Crown Heights and Harlem can’t be so simply compared, of course. Not all residents of Crown Heights are entrepreneurs, and not everyone in Harlem lacks the drive for success; being a Harlemite myself, such generalizations couldn’t be farther from the truth. But Crown Heights allowed me to see the strength of people maintaining their values through the heat of American commercialism.
by Stephanie Pottinger
The air is light for Brooklyn. Calypso blasts from the stereo of an old man’s shop, and a guy selling mangoes right outside has a gentle smile and a relaxed laugh that outshines the traces of black/Jewish conflict. There is no overt tension here, but amidst the calm there is a very apparent separation. A gold-toothed Jamaican man hiding from the rain inside a shop on Nostrand Avenue has the same broad nose and black skin as the pack of American boys standing outside 290 Empire Boulevard. But in their minds and in reality, they are two different peoples leading two different sets of lives.
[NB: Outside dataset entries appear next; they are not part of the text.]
PR #1482, opened 2024-07-26
Check API registration if API is not available

anandf:
**What type of PR is this?**

/kind bug

When there is an issue with the API server pods, or the API server pods are just coming up after a restart, the current check for API availability done with a discovery client will fail. This makes the operator code to assume that the server does not support the Route API. To fix this, whenever the API availability check fails, the operator checks if the API is registered. If registered, then the operator assumes that the Route API is supported in the cluster and would eventually become available.

NA

Fixes https://issues.redhat.com/browse/GITOPS-4358

Steps to reproduce the problem in OCP cluster.
1. Delete the API server pods and restart the `gitops-operator` pod
```
oc delete pod --all --wait=false -n openshift-apiserver --all
oc delete pods --all -n openshift-gitops-operator
```
2. Now try logging in to the ArgoCD UI, you will see an error like below
```
oidc: issuer did not match the issuer returned by provider, expected "https://openshift-gitops-server-openshift-gitops.apps.<DNS_DOMAIN_NAME>/api/dex" got "https://openshift-gitops-server/api/dex"
```


controllers/argocd/util.go
```diff
@@ -348,7 +348,7 @@ func (r *ReconcileArgoCD) getArgoServerURI(cr *argoproj.ArgoCD) string {
 	}
 
 	// Use Route host if available, override Ingress if both exist
-	if IsRouteAPIAvailable() {
+	if cr.Spec.Server.Ingress.Enabled || cr.Spec.Server.Route.Enabled {
```
svghadi, line 351: Do you think we can remove the ingress check to avoid extra route check k8s call when route is not enabled?

anandf: Ok. I will remove the extra check. If ingress is enabled in OpenShift, a route is created with a random name. That is the reason why I had it in the check. But since the random name won't match anyway, it does not make sense to have it in this check. So removing it.

svghadi (approved):
LGTM. Thanks.

svghadi (approved):
Looks good. Thanks.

“We [Caribbean immigrants] like to work and fight [for success],” says Joe, the Jamaican with the gold tooth. “And I come along and see people who don’t want to own a home because they don’t want to pay gas prices. Some Americans similarly look at the immigrants with disgust. They’re scabs, coconut-heads, coming to this country and outshining the rest of us,” Joe continues, and the calm, content front of Crown Heights is shaken away. Beneath his easy yardman grin, there is anger and there is hurt. “We are not coconut-heads. We are not dumb. We are as black as them,” he says, before maniacally rattling off names of cousins, children, and friends who have made it—graduating at the tops of their classes, working as chemists for the government. “We discriminate against ourselves, and that’s a no-no.”
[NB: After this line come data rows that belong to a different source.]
PR #1489, opened 2024-08-01
Rebase master with 0.11.0  changes

reginapizza:
**What type of PR is this?**
 /kind chore

- pulls in changes from release of 0.11.0
- fixes incomplete update of argocd upstream version to 2.11.6


build/util/Dockerfile
```diff
@@ -17,12 +17,18 @@ RUN groupadd -g $ARGOCD_USER_ID argocd && \
...
-# Install the AWS CLI
-RUN pip3 install awscli
+# Create a symlink for python to point to python3
+RUN ln -s /usr/bin/python3 /usr/bin/python
+
+# Install AWS CLI v2
+RUN curl "https://awscli.amazonaws.com/awscli-exe-linux-x86_64.zip" -o "awscliv2.zip" && \
+    unzip awscliv2.zip && \
+    ./aws/install && \
+    rm -rf awscliv2.zip aws
```
svghadi, line 31: Why is awscli required?

svghadi (approved):
Looks good. Just have a question regarding aws cli.

build/util/Dockerfile
reginapizza: we've had it from a while back, but I'm not exactly sure why it's required? I had to change it here by installing it directly instead of through pip3 because of a breaking change in pip3. I'll send the link for the convo we had about it to you on slack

What happens in Crown Heights reminds me of the Battle Royal in Ralph Ellison’s Invisible Man, where blindfolded black men fight each other in hopes of winning some minuscule prize while in reality they are only entertaining white spectators. The divisions in Crown Heights—the anger, the hurt, the fight to seem bigger than everybody else—blinds its residents against each other, so that (in Ellison’s words) “no group fights together for long. Two, three, four, fight one, then turn to fight each other.”
Crown Heights sits calm and content like the old men scattered along the park benches, shamelessly bearing the signs of age through old flyers and countless signs missing letters—does that say “shoes” or “hoes”? Here, the men’s eyes are decorated by crow’s-feet and their mouths relax into smiles. Crown Heights is chillin’ with its flabby arms stretched out, its shirt unbuttoned, letting a few nappy white hairs peep through, its heavy head rolled back and its mouth gaping open.